Black Ribbon Theater presents

  

Cowboy Mouth

Review by Keith Glab

CAVALE has kidnapped SLIM off the streets with an old .45. (She wants to make him into a rock-and-roll star, but they fall in love).

So begins the stage direction for Cowboy Mouth, a semiautobiographical play penned by Sam Shepard and Patti Smith. Those two sentences contain the makings of a very interesting and dramatic play, but Shepard and Smith instead take us to the aftermath of that action in a one-act that is hard to follow and goes nowhere.

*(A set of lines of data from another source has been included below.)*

PR #5355, opened 2023-10-25
One (very) small typing improvements

alanmcruickshank:
Two small typing improvements. I noticed both of them while working on some other things.

### DIFF
--- a/src/sqlfluff/core/config.py
+++ b/src/sqlfluff/core/config.py
@@ -195,26 +195,29 @@ REMOVED_CONFIGS = [
 ]
 
 
-def coerce_value(val: str) -> Any:
+def coerce_value(val: str) -> Union[int, float, bool, None, str]:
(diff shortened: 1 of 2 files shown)


src/sqlfluff/core/config.py
```diff
@@ -195,26 +195,29 @@ class _RemovedConfig:
 ]
 
 
-def coerce_value(val: str) -> Any:
+def coerce_value(val: str) -> Union[int, float, bool, None, str]:
```
greg-finley, line 198: Ha I almost prefer `Any` over a Union of 5 types, not sure

greg-finley (approved):

src/sqlfluff/core/config.py
alanmcruickshank: Yeah that's fair - I'll revert this bit. It will result in the smallest PR ever though 🤣

PR #5363, opened 2023-10-30
Allow ignoring of comments from indentation entirely #3311

### LINKED ISSUE #3311: L003: Allow comment lines to be ignored
### Search before asking

### Description

I notice that L003 reports different messages for comments and for code:

- "Comment not aligned with following line." *(Aside: Should really say "preceding line", no?)*
- "Expected X indentations, found Y [compared to line N]"

So presumably, it wouldn't be too difficult to allow it to ignore comments completely (i.e. never report messages of the first kind), perhaps via the existing [`ignore_comment_lines` parameter used by L016](https://docs.sqlfluff.com/en/stable/rules.html#sqlfluff.core.rules.Rule_L016).

See use case below.

### Use case

I frequently write schemas with inline documentation, e.g.

```sql
CREATE TABLE t (
    a INT UNSIGNED NOT NULL PRIMARY KEY AUTO_INCREMENT,
    b VARCHAR(63),
        -- Description of what `b` is for
    c BOOLEAN NOT NULL
        /* Long description of
        what `c` is for */
);
``` 

Currently, L003 complains about the comments as they are indented further than the line that precedes them, but I would like this not to happen, i.e. would like the above to be accepted without disabling L003 in its entirety.

### Dialect

Shouldn't be dialect-specific, but I use `mysql`.

### Code of Conduct

alanmcruickshank:
This resolves #3311 (and oldie).

I've kept the same config variable name as used before and used in the long line rule config, but this time in the `indentation` config. If set, any comment-only lines will be totally ignored from reindentation.

### DIFF
--- a/src/sqlfluff/core/default_config.cfg
+++ b/src/sqlfluff/core/default_config.cfg
@@ -75,6 +75,8 @@ skip_indentation_in = script_content
 # that a comment precedes the line it describes. However if you prefer
 # comments moved _after_, this configuration setting can be set to "after".
 trailing_comments = before
+# To exclude comment lines from indentation entirely set this to "True".
+ignore_comment_lines = False
 
 # Layout configuration
 # See https://docs.sqlfluff.com/en/stable/layout.html#configuring-layout-and-spacing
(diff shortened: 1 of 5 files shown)


greg-finley (approved):
👍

Three memorable moments nevertheless stand out from the nebulous script, but Black Ribbon Theater’s inaugural production fails to land these. Cavale (Amy Geist) interacts with her dead crow, Raymond, throughout. This should result in a lot of laughs, but a rushed delivery from the cast instead makes the humor fall flat. The arrival of the Lobster Man (Jovan King) is meant to be ambiguous as to how much of his presence is real and how much a collective hallucination, but King’s costume does not even fit what is clear from the script. Slim (John Wehrman) mentions that the Lobster Man has claws, but King only wears dirty gray coveralls with a lobster tail sewn to the back. Finally, Cavelle’s touching speech about how she played the ugly duckling in a school play doesn’t work on physical appearance. The beautiful, fair-haired Geist is completely miscast as Cavale, who is supposed to look like a crow.

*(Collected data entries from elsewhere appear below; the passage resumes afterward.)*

PR #5364, opened 2023-10-30
Build out rule and fix serialisation

### LINKED ISSUE #4238: Warnings are not output in GitHub annotations
### Search before asking

### What Happened

Running `sqlfluff lint` with the `--format github-annotation` option removes warnings from the output. 

### Expected Behaviour

I would expect the results to be annotated variously as warnings and/or errors, in line with the standard human-readable output.

### Observed Behaviour

Interestingly, the `--annotation-level` option seems to change the output level for all errors (e.g. `--annotation-level warning` sets actual errors to warnings) and still silently drops all actual warnings. 

### How to reproduce

`sqlfluff lint --format github-annotation file-with-errors-and-warnings.sql`

`.sqlfluff` with some rules downgraded to warnings e.g. 
```
[sqlfluff]
dialect = postgres
exclude_rules = L009, L030, L031, L032, L051, L055
warnings = L001, L005, L006, L008, L010, L016, L023, L050
```

### Dialect

postres

### Version

sqlfluff 1.4.5
python 3.8

### Configuration

```
[sqlfluff]
dialect = postgres
exclude_rules = L009, L030, L031, L032, L051, L055
warnings = L001, L005, L006, L008, L010, L016, L023, L050

[sqlfluff:rules]
tab_space_size = 4
indent_unit = space
max_line_length = 100
aliasing = explicit
```

### Code of Conduct

### LINKED ISSUE #4651: Report the end/stop location / width of violations so that violations can be accurately highlighted in a text editor
### Search before asking

### Description

Currently, SQLFluff only supports showing the starting location of a violation.  This means that anyone using the output of linting is unable to know the length / end location of the violation.

This is a limitation that is workable for a CLI tool, although even there it places limitations on what could potentially be rendered on the output.  However, it becomes really bad looking for IDE plugins.  I will use the plugin from Anbora labs for IntelliJ as an example: https://github.com/anboralabs/sqlfluff-intellij-community

Because the plugin doesn't know the end location of the violation, it has to make some assumption.  In this case, it assumes it's just one character wide.  This results in really goofy looking inspections like this in my IDE text editor (note the rule is a custom one I am making):

Screenshot 2023-03-31 at 9 41 56 PM

Notice that only the `t` is yellow highlighted, because the plugin doesn't know how long the violation was.  Ideally, it would yellow highlight the entire `test_column_three` token in the IDE, since that is the portion of the statement my rule considers to be in error.  That is how the builtin IDE inspections from JetBrains work.

Other linters do provide this information.  For example, eslint provides a json output formatter that includes end positions:  https://eslint.org/docs/latest/use/formatters/#json

Example eslint output from the documentation, which includes `endLine` and `endColumn`:
```json
[
  {
    "filePath": "/var/lib/jenkins/workspace/Releases/eslint Release/eslint/fullOfProblems.js",
    "messages": [
      {
        "ruleId": "no-unused-vars",
        "severity": 2,
        "message": "'addOne' is defined but never used.",
        "line": 1,
        "column": 10,
        "nodeType": "Identifier",
        "messageId": "unusedVar",
        "endLine": 1,                    <------ note the end location included here!
        "endColumn": 16
      },
```

This is probably a major effort since all the rules would need to be updated to support this.  Perhaps it could be introduced in a backwards-compatible way, where SQLFluff itself just assumes the violation is 1 character wide (or alternatively the entire starting anchor) unless the rule has been updated to provide an end location.

I am only just now learning how to write my own rule, and have never done something similar with other linters.  So my perspective is limited and perhaps a different design would be better.  But to try to give some initial thought to the issue:  intuitively I think what would make sense is if the rule can provide an optional `end_anchor` in the `LintResult`, in addition to the `anchor` already given.  When provided, it would be the inclusive location of where the end of the violation was.  Possibly one sensible default value for rules that don't yet provide one might be to assume a default of `end_anchor` equal to the existing starting `anchor`.  It might even be the right thing for some rules: for the initial rules I wrote it coincidentally would work...

An open question might be which child nodes, if any, are also included when the `end_anchor` is a parent node.  I kind of think the answer might be "all of them" so that I don't need to traverse the tree to find the final leaf node if I just want to highlight the entire tree branch.  For example, in my case, I just want to highlight the entire `column_reference` and have no interest otherwise in traversing it further.  If someone wanted to only highlight up to a specific child node then they could just return that specific child node.  Alternatively, you could be requiring users to provide the final leaf node in the tree and do that traversal themselves.

Another question might be what if the user wants to only highlight up to a specific location within the raw text of an individual tree node.  However, already the starting anchor does not support returning a specific start location within the starting anchor, so I think it's orthogonal to this issue.

### Use case

Ultimately I would like SQLFluff to provide a way for text editor plugins to accurately highlight the entire violation, from starting location to ending location.

I think the best way to do that will be if the JSON output of SQLFluff can be updated to include end location information, similar to ESLint.

### Dialect

General improvements to SQLFluff rule API

### Code of Conduct

### LINKED ISSUE #5353: Public API to get individual fixes
### Search before asking

### Description

I want to have a public API to get a list of errors with fixes for them, which could be displayed in an IDE.

I've been writing code that would use internal, undocumented APIs to achieve this, but I've ran into some problems.

I can get a list of errors with fixes like this:

```Python
from sqlfluff.core.linter import Linter

# ...some many lines later...

linter = Linter(config=config)
result = linter.lint_string_wrapped(args.content)
violations = result.paths[0].files[0].violations
for error in violations:
    if isinstance(error, SQLLintError):
        fixes: List[SQLFluffLintFix] = error.fixes
        # TODO Convert fixes
    else:
        logger.trace("Not SQLLintError")
```

And I was trying to come up with a function that would convert a LintFix instance to a serialisable representation, which could then be used in a code editor:

```Python
from sqlfluff.core.rules.base import LintFix as SQLFluffLintFix


# These data classes map to Monaco or other potential editor's types

class Range:
    start_line_number: int
    start_column: int
    end_line_number: int
    end_column: int


class LintFixEdit:
    range: Range
    text: str


class LintFix:
    title: str
    edits: List[LintFixEdit]


def sqlfluff_to_editor_lint_fix(
    sqlfluff_lint_fix: SQLFluffLintFix,
) -> Optional[LintFix]:
    popsql_edits: List[LintFixEdit] = []

    # PROBLEM
    # Position marker doesn't always exist
    anchor_pos = sqlfluff_lint_fix.anchor.pos_marker
    if not anchor_pos:
        raise ValueError(
            f"Anchor position not found for fix: {sqlfluff_lint_fix}"
        )

    range_start_line = anchor_pos.line_no
    range_start_column = anchor_pos.line_pos

    edit_text = ""

    if sqlfluff_lint_fix.edit_type == "delete":
        # Nothing to do, text stays empty and range defines the segment to delete
        pass
    elif sqlfluff_lint_fix.edit_type in [
        "create_before",
        "create_after",
        "replace",
    ]:
        if not sqlfluff_lint_fix.edit:
            raise ValueError(
                f"Edit segments are missing for a non-delete operation: {sqlfluff_lint_fix}"
            )

        for edit_segment in sqlfluff_lint_fix.edit:
            edit_text += edit_segment.raw

            # PROBLEM
            # How to get a range end position?

```

The core of the problem with this approach is that `BaseSegment` class is not actually a position in source code, but some kind of very representation. This makes sense for a parser, but I didn't understand how to convert `BaseSegment` to a pair of start and end line and column numbers.

### Use case

I want to display sqlfluff fixes as "quick fixes" in a code editor, and be able to instantly apply those edits when user selects one (without running sqlfluff again).

Screenshot 2023-10-25 at 12 47 27

(In my particular case, I will use Monaco editor).

### Dialect

Not specific to any dialect

### Code of Conduct

alanmcruickshank:
This resolves #5353 and resolves #4651. It also resolves #4238.

This PR significantly increases the amount of detail returned by the serialisation routines for violations and fixes. This means a lot more info is included in the non human output versions of `sqlfluff lint` (including both start _and end_ points for errors, and the initial fixes proposed). As a result, tests cases which specify the details of a violation are now _also_ required to include that detail - so most of the increased lines of code from this PR are from increased detail in test cases (which I think leads to better test coverage in essence).

Specfically it renames `get_info_dict()` to just `to_dict()` and adds a parallel `to_dict()` method on the `LintFix` class so that proposed fixes are shown in the output when linting issues are serialised. Warnings also come through now too - always with the check type `notice`, so that the `--annotation-type` cli option only applies to violations. Given that warnings come through at that level, I've changed the default level to `warning`.

Based on feedback from @golergka and @james-johnston-thumbtack, I've kept the format fairly flat rather than nesting starts and ends into some kind of combined structure.


golergka:
Thank you so much for your work on this! I've only read the changes, haven't tried running this code yet.

One thing that seems a little bit confusing for me is a different formatting for positions. For lints, we get `line_no` and  `line_pos` properties (which is great for my particular use case, because they translate nicely into Monaco's line and column numbers), but for fixes it's just `source_position` with a tuple of two ints.

From your code for `delete` edit type, it seems that this source position is supposed to be all the information about the edit — so those two numbers must encode both start and end of the segment, which means it's just a Nth character in the whole input.

Would it be possible to get `start_line_no`, `start_line_pos`, `end_line_no` and `end_line_pos` for the fixes instead? IMO, it might be a better API design, because it would use the same semantics which is already used for lints themselves.

james-johnston-thumbtack:
I assume you're referring to the `source_position` in `simple_test.py`?  And these are (byte? character?) offsets into the input string?  In which case yeah it makes sense.

Here is where the plugin of @dalgarins comes up with a range of text for IntelliJ to highlight.... in this case it appears that IntelliJ needs a starting character position and a length: https://github.com/anboralabs/sqlfluff-intellij-community/blob/08354f69b81f3e5ce83e5cdf6245d10a47bc210b/src/main/kotlin/co/anbora/labs/sqlfluff/lint/Linter.kt#L111 --- the existing code is assuming length "0" (since it doesn't know it), and a starting position calculated by using the getLineStartOffset function (https://github.com/anboralabs/sqlfluff-intellij-community/blob/08354f69b81f3e5ce83e5cdf6245d10a47bc210b/src/main/kotlin/co/anbora/labs/sqlfluff/lint/Linter.kt#L105 ) since SQLFluff only provides the line number.

So it appears that maybe it's six one way and half a dozen the other in terms of whether it's most convenient to provide start/end line numbers & positions, as @golergka proposes, or overall offset values as your current commit does.  Certainly, if we were writing a console app to write these offsets, it's easy to directly print the offsets as-is if the API is providing line numbers like @golergka says.  At any rate, it appears that the IntelliJ SQLFluff plugin has a way to convert between the two as needed.

dalgarins:
I agree with @golergka to show this values `start_line_no`, `start_line_pos`, `end_line_no` and `end_line_pos`, will be helpful for other tools not only my plugin.

alanmcruickshank:
> I agree with @golergka to show this values `start_line_no`, `start_line_pos`, `end_line_no` and `end_line_pos`, will be helpful for other tools not only my plugin.

Perhaps a trivial question, but one I'd love to be fairly consistent on: Would you expect these to be four "flat" values, or would you expect perhaps a more "nested" structure? We could do something like:

**Option 1: Flat**
```json
{
    "rule": "ABC123",
    "other": "stuff...",
    "start_line_no": 1,
    "start_line_pos": 4,
    "end_line_no": 3,
    "end_line_pos": 7
}
```

**Option 2: Nested by start/end**
```json
{
    "rule": "ABC123",
    "other": "stuff...",
    "start": {
        "line_no": 1,
        "line_pos": 4,
        "file_pos": 14
    },
    "end": {
        "line_no": 3,
        "line_pos": 7,
        "file_pos": 23
    }
}
```

I'm erring toward the latter because we can include multiple options for how people want to locate things - but I realise it's both a more complicated structure, and also a bigger change from past behaviour. Doubly so in the fixes because it makes the structure much denser.

dalgarins:
@alanmcruickshank with flat version is ok.

golergka:
Second flat version just because it's how dicts for the errors already work

greg-finley (approved):
Very nice!

alanmcruickshank:
@golergka @james-johnston-thumbtack @dalgarins do you have any additional feedback on this version before I get it merged? When it's in, I'll push out another pre-release for people to beta-test.

src/sqlfluff/core/errors.py
```diff
@@ -83,17 +95,18 @@ def desc(self) -> str:
 
         return self.__class__.__name__  # pragma: no cover
 
-    def get_info_dict(self) -> Dict[str, Union[str, int]]:
+    def to_dict(self) -> Dict[str, Any]:
```
golergka, line 98:
```suggestion
    def to_dict(self) -> Dict[str, Union[str, int, bool]]:
```

golergka (approved):
Thanks so much for your work on this. Reading this code, I just got a couple of small comments, but most importantly, the API that you expose for fixes and end positions is great.

src/sqlfluff/core/errors.py
alanmcruickshank: For the dependent classes the return value is a bit trickier, but your intent here to narrow the typing is probably sensible. I can do something which achieves that but still works for the other classes.

src/sqlfluff/cli/commands.py
```diff
@@ -662,12 +664,23 @@ def lint(
...
+                        "end_line": violation.get(
+                            "end_line_no", violation["start_line_no"]
+                        ),
+                        "end_column": violation.get(
+                            "end_line_pos", violation["start_line_pos"]
+                        ),
                         "title": "SQLFluff",
                         "message": f"{violation['code']}: {violation['description']}",
-                        "annotation_level": annotation_level,
+                        # Warnings are always notices.
```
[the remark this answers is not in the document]
alanmcruickshank: What I'm trying to say is that SQLFluff rules which are downgraded to warnings using the `warnings` config value will always be reported using the `notice` annotation level in github. I'll make the comment more specific.

dalgarins:
Thank you, for your work, this PR will allow a better integration with other tools, I don't have any other comment.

The rest of the action is convincingly conveyed as a drug-induced haze, but the audience isn’t given cause to care what happens to these characters. The lovers go through sudden mood swings, the motivations for which are unclear. Obviously, the actors have to honor what is in the script, but you rarely get the impression that the actors understand why their character behaves the way they do at a given moment. Wehrman and Geist do perform the physicality of their roles well, believable as edgy lovers who aren’t grounded in reality.

The play’s climax comes when the couple serenades the Lobster Man, causing him to come out of his shell. We can’t understand Geist’s vocals, though, primarily because she holds the microphone too close to her mouth. Geist then closes the play with brief exposition on how the French poet Nerval influences the imagery of what we just saw. But the audience isn’t yet released. Black Ribbon Theater keeps us there for a half-dozen amateur rock songs performed by a five-person band. Geist remains mostly inaudible on the vocals, so it’s anyone’s guess as to whether the songs expound on the evening’s themes.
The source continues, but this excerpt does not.